*Collected data entries*.
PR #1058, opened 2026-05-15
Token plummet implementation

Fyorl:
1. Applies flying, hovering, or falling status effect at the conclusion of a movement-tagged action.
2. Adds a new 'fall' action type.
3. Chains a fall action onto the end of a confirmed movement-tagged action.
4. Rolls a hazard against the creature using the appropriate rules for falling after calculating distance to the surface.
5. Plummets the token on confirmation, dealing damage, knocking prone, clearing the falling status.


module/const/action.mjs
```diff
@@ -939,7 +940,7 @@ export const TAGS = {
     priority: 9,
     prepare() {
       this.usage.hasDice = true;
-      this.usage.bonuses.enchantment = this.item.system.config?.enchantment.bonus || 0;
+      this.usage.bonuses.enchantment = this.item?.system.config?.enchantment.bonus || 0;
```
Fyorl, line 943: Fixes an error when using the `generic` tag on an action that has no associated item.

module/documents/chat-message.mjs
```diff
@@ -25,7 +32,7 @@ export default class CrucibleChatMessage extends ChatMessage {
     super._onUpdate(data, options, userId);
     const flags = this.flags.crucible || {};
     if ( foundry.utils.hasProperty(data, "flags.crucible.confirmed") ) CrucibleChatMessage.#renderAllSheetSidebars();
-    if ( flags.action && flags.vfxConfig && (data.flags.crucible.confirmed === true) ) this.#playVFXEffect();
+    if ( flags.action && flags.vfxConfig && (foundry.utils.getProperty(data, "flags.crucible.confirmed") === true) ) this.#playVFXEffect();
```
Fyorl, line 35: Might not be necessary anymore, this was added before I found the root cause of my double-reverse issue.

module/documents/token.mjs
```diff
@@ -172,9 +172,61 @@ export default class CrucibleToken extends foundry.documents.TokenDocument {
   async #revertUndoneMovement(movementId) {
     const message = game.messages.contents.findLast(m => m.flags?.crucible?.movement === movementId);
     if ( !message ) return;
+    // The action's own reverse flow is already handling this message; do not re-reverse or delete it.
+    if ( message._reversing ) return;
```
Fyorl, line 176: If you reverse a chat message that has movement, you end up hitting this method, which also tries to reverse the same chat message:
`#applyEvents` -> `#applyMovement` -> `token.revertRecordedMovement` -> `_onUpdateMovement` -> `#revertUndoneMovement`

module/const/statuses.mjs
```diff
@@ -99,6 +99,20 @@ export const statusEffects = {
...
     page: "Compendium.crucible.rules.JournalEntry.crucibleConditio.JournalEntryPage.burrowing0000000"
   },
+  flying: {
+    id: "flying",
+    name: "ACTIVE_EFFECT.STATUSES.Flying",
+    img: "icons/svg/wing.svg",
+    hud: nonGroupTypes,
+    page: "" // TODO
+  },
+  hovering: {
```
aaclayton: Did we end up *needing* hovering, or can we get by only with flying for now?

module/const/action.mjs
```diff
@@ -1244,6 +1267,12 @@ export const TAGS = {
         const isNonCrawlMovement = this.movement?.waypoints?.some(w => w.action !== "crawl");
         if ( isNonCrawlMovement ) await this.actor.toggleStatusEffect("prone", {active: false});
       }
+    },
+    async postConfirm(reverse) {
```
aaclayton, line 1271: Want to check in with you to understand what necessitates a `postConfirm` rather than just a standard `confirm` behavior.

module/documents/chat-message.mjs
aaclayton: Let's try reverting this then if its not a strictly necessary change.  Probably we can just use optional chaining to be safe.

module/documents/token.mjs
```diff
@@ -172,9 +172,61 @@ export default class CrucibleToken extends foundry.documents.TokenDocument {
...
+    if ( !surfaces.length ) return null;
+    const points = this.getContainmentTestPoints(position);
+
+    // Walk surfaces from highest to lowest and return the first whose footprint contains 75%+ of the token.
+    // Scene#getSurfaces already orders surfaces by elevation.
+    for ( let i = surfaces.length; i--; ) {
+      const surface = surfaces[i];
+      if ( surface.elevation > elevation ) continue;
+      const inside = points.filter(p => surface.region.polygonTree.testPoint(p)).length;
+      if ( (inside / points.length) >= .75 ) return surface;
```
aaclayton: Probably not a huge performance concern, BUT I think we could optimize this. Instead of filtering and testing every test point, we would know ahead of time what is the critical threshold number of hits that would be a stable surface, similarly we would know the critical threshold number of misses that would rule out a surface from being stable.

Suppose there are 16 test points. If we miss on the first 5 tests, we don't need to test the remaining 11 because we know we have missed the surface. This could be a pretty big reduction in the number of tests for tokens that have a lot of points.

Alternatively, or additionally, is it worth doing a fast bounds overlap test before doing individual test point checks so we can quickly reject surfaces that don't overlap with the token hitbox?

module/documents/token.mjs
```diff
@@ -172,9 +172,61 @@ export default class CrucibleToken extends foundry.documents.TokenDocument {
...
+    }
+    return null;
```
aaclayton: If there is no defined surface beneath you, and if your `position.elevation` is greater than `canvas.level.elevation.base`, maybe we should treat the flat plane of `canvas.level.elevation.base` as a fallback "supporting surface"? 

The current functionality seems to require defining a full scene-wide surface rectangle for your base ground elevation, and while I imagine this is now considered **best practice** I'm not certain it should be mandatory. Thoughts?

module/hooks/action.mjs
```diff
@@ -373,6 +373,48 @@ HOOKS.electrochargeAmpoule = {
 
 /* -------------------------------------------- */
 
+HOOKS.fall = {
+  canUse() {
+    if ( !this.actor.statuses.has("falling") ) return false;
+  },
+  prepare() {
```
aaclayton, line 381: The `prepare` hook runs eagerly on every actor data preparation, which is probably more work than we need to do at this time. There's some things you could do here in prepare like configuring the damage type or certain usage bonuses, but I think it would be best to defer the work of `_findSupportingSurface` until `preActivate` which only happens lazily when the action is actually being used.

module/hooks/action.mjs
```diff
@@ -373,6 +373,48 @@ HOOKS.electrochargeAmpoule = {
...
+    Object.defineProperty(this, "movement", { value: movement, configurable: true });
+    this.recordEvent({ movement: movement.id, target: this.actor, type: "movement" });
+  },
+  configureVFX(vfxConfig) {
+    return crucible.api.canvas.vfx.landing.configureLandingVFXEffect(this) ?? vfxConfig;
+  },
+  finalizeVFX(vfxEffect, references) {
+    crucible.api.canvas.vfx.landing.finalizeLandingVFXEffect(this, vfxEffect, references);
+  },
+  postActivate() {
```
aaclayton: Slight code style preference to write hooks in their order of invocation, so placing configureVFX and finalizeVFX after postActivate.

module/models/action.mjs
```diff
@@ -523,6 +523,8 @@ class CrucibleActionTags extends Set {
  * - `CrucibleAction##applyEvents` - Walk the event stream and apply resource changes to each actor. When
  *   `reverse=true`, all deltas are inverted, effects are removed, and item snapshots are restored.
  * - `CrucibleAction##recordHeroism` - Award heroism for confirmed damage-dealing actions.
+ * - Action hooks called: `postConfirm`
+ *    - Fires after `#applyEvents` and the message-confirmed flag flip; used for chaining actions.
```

*YOUR TASK*. Please count the lines above that hold the string "just" and reply with the number alone.

*TASK SOLUTION*. 2